Laparoscopy Surgery in Bhubaneswar

A technique for performing surgery with tiny incisions is called laparoscopy. It is not the same as "open" surgery, where a skin incision as long as several inches may be made. One term for laparoscopic surgery is "minimally invasive surgery."

A laparoscope is a specialised tool used in laparoscopic surgery. Through a little incision, the long, thin laparoscope is placed into the abdomen. A connected camera enables the obstetrician-gynaecologist (ob-gyn) to see the pelvic and abdominal organs on a monitor. It is possible to employ different tools to solve an issue. These tools are typically placed in the abdomen through further, tiny incisions. On occasion, they might be introduced via the same laparoscopic, single incision. The term "single-site" laparoscopy refers to this kind of procedure. With the best obstetrician doctors, we offer you the best Laparoscopy Surgery in Bhubaneswar.

Explore advanced laparoscopy surgery options at Manipal Hospitals in Bhubaneswar. Discover minimally invasive procedures for a range of conditions, ensuring faster recovery and minimal scarring.

FAQ's

Numerous advantages come with laparoscopy. Compared to open abdominal surgery, which necessitates larger incisions, longer hospital stays, and longer recovery periods, laparoscopic surgery includes less pain. In general, laparoscopic surgery recovery is quicker than open abdominal surgery recovery. You can heal more quickly and have fewer scars because of the smaller incisions that are employed. Additionally, there is less chance of infection than with open surgery. 

Laparoscopes come in two varieties: 

  • A telescopic rod lens system is typically coupled with a single- or triple-chip CCD video camera.

  • A digital laparoscope that does away with the rod lens arrangement by attaching a tiny digital video camera to the end of the instrument. 

Laparoscopy is a minimally invasive surgical procedure used for both therapeutic and diagnostic reasons in obstetrics. A laparoscope, a thin, flexible tube containing a camera and light source, is introduced through tiny incisions made in the abdomen. This enables the obstetrician to view the uterus, fallopian tubes, and ovaries, among other pelvic organs, in real-time on a monitor. Any anomalies or illnesses that impact fertility, including endometriosis or pelvic inflammatory disease, can be found and treated throughout the process. Laparoscopic surgery can also be used for therapeutic interventions, such as eliminating scar tissue, treating ovarian cysts, or correcting anatomical anomalies. This method frequently results in shorter recovery times and less pain following surgery than open surgery. 
 

Although laparoscopy has several benefits in obstetrics and gynaecology, there are also some drawbacks:

  • Risk of complications: Although uncommon, there is a chance that laparoscopic surgery will result in complications such as organ damage, haemorrhage, infection, or anaesthesia-related unpleasant reactions.

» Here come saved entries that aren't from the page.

PR #618, opened 2019-09-04
added scenario for listing non-existent module

glum23:
added scenario for listing non-existent module, related to bug 1647382

### DIFF
--- a/dnf-behave-tests/features/module-list.feature
+++ b/dnf-behave-tests/features/module-list.feature
@@ -91,6 +91,11 @@ Scenario: I can list disabled modules (when there are no disabled modules)
     And stderr is empty
     And module list is empty
 
+@bz1647382
+Scenario: Get error message when list of non-existent module is requested
+   When I execute dnf with args "module list non-existing-module"
+   Then the exit code is 1
+    And stderr contains "Error: No matching Modules to list"
 
 Scenario: I can list disabled modules
    When I execute dnf with args "module disable postgresql"


dnf-behave-tests/features/module-list.feature
```diff
@@ -91,6 +91,11 @@ Scenario: I can list disabled modules (when there are no disabled modules)
     And stderr is empty
     And module list is empty
 
+@bz1647382
+Scenario: Get error message when list of non-existent module is requested
+   When I execute dnf with args "module list non-existing-module"
+   Then the exit code is 1
+    And stderr contains "Error: No matching Modules to list"
```
lukash: Is it possible to match for an exact error with `And stderr is ...`?

glum23: it is copied from related scenario (module info) so that scenarios are consistent

glum23: ... and I'm not a fan of exact matching, messages can be updated, extended, ...

lukash: > ... and I'm not a fan of exact matching, messages can be updated, extended, ...

But that is one of the actual points of exact matching. If the output changes, you need to update the test. That way you can also rely on the test catching any inadvertent change you make. I would like to stress how important this is. I want to rely on the tests catching any side-effects of a change I am making, but with a "contains" check, I can't do it. For example, the same error could be logged twice, the string could be prefixed or suffixed with something, or there could be two thousand lines of gibberish outputted here and the tests will pass...

If the output isn't nondeterministic (or perhaps too long), I don't think there's an argument for not doing an exact match.

And also, I've recently enhanced the `std{out,err} is ...` check to print a full colored diff in case of a mismatch, so that you can much more easily see what is different.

  • Limited accessibility: Laparoscopic access may be difficult or impracticable in some circumstances, such as those involving significant adhesions or severe obesity, requiring open surgery.

  • Time of Procedure: Compared to open surgery, laparoscopic treatments may take longer to complete, especially for surgeons with less laparoscopic experience.

Obstetric laparoscopy complications might include:

  • Damage to nearby structures: During trocar implantation, this could include the bladder, colon, or blood vessels.

  • Bleeding: Bleeding can occur from the surgical site or vessels.

  • Infection: Possibility of infection within the abdomen or at the locations of incisions. 

  • Complications with anaesthesia: Like allergic reactions or breathing problems. 

  • Complications related to gas: Distension of the abdomen, soreness in the shoulder, or subcutaneous emphysema from insufflation. Rare but conceivable are adverse reactions to carbon dioxide. 

  • Malfunction of the equipment: Like trocar displacement or failure. 

  • Deep vein thrombosis: Especially during protracted operations or when the patient is positioned incorrectly. 

  • Pneumothorax: Veress needle insertion carries a risk. 

  • Allergic reactions: Some patients often exhibit allergic reactions to substances used in the surgery or drugs. 

A laparoscopy is often conducted within the first 7–10 days following the conclusion of a menstrual cycle and is arranged many weeks in advance. A pelvic exam and physical examination are performed in the physician's office one to two days before surgery. 

During the procedure, you won't feel any discomfort and will be rendered unconscious. Compared to standard surgery, laparoscopic surgery has advantages such as faster recovery, less discomfort, and significantly smaller scars. A laparoscopy frequently eliminates the requirement for an overnight hospital stay. 

After a laparoscopy, most women feel ready to resume their jobs one to three weeks later. After a straightforward surgery like sterilisation or diagnostic laparoscopy, you should be ready to return to work in around a week.

Laparoscopic Surgery is a serious surgery with the possibility of major consequences, such as visceral injury and bleeding, bowel injury, or bladder injury, despite patients' common misconception that it is a simple surgery. 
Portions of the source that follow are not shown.